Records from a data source
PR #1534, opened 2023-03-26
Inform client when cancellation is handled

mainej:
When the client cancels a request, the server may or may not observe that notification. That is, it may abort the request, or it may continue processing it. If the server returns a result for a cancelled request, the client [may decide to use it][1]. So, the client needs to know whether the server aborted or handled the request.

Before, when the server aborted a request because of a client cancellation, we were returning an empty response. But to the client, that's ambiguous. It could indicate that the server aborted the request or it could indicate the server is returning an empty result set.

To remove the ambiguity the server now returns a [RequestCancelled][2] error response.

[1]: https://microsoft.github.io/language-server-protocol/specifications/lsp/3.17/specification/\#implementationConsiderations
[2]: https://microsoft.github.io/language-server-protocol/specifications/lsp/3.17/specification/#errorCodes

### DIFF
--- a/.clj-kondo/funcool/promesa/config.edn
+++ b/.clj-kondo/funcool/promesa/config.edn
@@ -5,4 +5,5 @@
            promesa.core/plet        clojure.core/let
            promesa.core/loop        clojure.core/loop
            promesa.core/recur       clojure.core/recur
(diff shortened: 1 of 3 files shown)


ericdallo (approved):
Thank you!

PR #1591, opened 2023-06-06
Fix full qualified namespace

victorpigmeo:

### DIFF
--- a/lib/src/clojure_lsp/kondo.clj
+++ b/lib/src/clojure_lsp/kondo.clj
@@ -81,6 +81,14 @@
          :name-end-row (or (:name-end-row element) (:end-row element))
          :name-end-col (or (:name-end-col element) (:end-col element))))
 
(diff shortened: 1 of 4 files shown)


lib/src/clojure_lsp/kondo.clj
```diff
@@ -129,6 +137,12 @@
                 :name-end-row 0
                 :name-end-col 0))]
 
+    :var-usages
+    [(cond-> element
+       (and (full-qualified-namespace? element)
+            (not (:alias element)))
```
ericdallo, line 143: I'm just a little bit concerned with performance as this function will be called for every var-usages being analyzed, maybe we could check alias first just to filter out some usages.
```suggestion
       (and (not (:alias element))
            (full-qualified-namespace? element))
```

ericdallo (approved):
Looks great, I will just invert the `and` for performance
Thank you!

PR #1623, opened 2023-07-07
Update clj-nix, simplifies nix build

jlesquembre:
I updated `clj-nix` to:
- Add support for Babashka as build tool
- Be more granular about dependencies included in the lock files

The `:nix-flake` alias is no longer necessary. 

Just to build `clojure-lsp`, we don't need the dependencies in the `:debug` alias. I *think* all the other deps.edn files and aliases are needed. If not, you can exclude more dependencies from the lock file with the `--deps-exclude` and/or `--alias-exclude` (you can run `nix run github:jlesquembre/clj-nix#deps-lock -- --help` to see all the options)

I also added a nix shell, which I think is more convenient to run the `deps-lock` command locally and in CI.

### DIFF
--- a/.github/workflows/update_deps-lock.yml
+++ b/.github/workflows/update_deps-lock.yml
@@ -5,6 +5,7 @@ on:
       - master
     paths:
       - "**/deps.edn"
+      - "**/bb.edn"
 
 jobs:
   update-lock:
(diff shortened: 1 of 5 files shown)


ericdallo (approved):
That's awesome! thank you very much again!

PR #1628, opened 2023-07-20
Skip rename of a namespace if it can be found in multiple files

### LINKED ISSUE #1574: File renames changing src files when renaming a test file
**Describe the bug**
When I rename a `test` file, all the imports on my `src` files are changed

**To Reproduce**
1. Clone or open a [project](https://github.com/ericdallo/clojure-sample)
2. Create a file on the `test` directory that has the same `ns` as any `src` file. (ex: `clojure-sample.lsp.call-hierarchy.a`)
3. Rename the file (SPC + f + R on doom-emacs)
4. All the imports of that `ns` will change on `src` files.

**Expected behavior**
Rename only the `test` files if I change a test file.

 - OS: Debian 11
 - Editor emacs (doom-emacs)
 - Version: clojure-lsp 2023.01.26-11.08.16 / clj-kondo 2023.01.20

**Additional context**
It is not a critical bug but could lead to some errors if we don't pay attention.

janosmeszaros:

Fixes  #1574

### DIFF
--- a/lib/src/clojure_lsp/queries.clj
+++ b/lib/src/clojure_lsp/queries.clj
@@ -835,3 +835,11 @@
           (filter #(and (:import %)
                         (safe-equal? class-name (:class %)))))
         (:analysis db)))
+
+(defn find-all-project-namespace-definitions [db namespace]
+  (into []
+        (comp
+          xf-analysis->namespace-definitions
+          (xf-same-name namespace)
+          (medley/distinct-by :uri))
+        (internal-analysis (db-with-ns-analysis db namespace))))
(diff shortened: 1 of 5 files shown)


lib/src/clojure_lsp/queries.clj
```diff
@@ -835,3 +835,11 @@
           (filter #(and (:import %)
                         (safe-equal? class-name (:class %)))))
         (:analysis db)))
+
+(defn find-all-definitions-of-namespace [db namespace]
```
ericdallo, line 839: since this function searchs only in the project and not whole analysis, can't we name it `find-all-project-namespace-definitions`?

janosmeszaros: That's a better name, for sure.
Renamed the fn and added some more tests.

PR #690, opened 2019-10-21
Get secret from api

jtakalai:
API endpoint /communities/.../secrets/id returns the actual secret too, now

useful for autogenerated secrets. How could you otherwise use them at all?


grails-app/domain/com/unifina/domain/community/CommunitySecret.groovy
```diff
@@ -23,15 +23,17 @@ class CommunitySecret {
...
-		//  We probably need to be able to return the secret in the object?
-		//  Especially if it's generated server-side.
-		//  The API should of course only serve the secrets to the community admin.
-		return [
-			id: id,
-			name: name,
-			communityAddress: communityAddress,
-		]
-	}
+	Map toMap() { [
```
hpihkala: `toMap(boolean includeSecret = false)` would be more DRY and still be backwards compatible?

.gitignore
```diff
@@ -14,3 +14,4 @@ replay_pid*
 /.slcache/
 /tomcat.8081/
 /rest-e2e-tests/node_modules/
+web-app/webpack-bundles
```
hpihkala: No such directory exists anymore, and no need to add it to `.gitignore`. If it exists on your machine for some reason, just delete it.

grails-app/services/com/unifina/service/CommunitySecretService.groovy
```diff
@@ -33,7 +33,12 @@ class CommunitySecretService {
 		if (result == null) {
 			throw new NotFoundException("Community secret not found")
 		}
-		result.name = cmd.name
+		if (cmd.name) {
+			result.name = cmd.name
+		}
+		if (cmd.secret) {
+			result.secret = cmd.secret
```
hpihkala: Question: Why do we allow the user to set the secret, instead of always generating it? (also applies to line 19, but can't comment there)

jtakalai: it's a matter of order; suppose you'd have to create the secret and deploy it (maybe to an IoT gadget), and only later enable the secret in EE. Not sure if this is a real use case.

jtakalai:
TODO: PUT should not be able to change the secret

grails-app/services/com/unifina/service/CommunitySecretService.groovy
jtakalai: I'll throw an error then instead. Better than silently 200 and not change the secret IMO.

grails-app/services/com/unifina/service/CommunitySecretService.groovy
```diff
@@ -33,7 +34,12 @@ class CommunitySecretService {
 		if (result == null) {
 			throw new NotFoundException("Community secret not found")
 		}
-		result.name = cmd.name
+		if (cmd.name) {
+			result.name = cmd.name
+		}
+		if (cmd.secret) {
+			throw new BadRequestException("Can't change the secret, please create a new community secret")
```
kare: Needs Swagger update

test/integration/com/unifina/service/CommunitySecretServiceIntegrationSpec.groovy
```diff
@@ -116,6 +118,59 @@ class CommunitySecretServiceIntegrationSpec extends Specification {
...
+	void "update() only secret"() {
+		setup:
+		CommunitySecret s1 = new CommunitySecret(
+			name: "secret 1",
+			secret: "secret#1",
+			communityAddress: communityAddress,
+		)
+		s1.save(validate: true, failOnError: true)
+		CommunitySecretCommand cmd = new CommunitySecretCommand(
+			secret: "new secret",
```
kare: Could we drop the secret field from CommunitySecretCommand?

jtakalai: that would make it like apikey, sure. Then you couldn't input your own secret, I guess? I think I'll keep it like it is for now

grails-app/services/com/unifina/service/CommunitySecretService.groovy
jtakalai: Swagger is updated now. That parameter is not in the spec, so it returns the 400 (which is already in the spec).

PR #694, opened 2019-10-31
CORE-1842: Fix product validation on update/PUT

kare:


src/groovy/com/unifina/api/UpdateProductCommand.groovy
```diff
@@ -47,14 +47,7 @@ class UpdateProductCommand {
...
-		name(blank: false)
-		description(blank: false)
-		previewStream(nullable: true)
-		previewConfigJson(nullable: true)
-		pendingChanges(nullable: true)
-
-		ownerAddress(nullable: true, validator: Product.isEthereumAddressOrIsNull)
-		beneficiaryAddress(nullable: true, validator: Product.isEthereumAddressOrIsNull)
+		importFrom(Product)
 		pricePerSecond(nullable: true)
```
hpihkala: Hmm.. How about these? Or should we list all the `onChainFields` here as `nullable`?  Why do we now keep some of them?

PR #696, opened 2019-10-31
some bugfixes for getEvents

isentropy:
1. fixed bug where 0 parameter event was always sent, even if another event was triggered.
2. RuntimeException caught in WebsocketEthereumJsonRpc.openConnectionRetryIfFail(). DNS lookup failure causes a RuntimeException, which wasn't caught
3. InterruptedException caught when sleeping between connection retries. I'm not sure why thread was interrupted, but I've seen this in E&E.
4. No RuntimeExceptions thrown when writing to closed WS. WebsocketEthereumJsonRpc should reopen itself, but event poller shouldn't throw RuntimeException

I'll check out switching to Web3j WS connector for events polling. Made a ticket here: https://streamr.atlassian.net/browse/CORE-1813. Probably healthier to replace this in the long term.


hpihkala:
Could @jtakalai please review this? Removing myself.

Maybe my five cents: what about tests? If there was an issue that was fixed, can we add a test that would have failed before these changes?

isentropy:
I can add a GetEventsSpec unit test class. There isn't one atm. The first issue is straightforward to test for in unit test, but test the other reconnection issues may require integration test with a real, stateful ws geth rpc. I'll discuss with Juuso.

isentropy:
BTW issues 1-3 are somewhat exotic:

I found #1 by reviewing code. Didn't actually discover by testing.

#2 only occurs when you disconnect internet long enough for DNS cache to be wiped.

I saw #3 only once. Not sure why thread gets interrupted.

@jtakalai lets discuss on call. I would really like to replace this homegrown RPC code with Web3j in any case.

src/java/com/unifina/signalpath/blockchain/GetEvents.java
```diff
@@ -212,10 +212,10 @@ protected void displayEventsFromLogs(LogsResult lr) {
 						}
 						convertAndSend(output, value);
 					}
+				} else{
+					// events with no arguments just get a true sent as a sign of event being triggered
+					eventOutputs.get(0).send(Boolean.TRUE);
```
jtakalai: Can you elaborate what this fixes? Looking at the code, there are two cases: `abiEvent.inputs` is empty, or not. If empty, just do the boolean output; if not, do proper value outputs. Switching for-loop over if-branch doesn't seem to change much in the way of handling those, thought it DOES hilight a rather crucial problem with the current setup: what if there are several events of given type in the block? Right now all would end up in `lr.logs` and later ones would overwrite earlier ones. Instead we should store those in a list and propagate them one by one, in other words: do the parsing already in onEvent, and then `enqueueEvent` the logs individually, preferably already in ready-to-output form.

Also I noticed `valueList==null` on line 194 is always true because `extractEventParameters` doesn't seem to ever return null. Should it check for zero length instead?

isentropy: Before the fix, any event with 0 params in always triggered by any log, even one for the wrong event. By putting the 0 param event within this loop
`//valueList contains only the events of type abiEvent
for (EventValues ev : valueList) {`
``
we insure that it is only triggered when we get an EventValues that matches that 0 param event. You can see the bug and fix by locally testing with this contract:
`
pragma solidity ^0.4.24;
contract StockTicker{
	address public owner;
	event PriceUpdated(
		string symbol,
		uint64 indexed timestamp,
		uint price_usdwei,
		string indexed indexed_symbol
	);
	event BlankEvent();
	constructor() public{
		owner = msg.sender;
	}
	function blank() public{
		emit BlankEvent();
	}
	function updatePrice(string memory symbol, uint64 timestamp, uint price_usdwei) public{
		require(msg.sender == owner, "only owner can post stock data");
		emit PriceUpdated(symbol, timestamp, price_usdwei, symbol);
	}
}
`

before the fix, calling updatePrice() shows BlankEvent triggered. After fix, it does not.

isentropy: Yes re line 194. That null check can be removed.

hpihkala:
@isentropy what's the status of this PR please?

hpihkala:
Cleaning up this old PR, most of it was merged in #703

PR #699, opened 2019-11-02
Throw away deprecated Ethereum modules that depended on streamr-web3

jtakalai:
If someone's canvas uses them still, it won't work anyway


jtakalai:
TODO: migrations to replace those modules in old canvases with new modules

:: TASK REQUIREMENTS ::
Give an exact copy of the lines above, from the top of the records to the line that contains "When the client", taking in both ends.

:: ANSWER FOR THIS EXERCISE ::
PR #1534, opened 2023-03-26
Inform client when cancellation is handled

mainej:
When the client cancels a request, the server may or may not observe that notification. That is, it may abort the request, or it may continue processing it. If the server returns a result for a cancelled request, the client [may decide to use it][1]. So, the client needs to know whether the server aborted or handled the request.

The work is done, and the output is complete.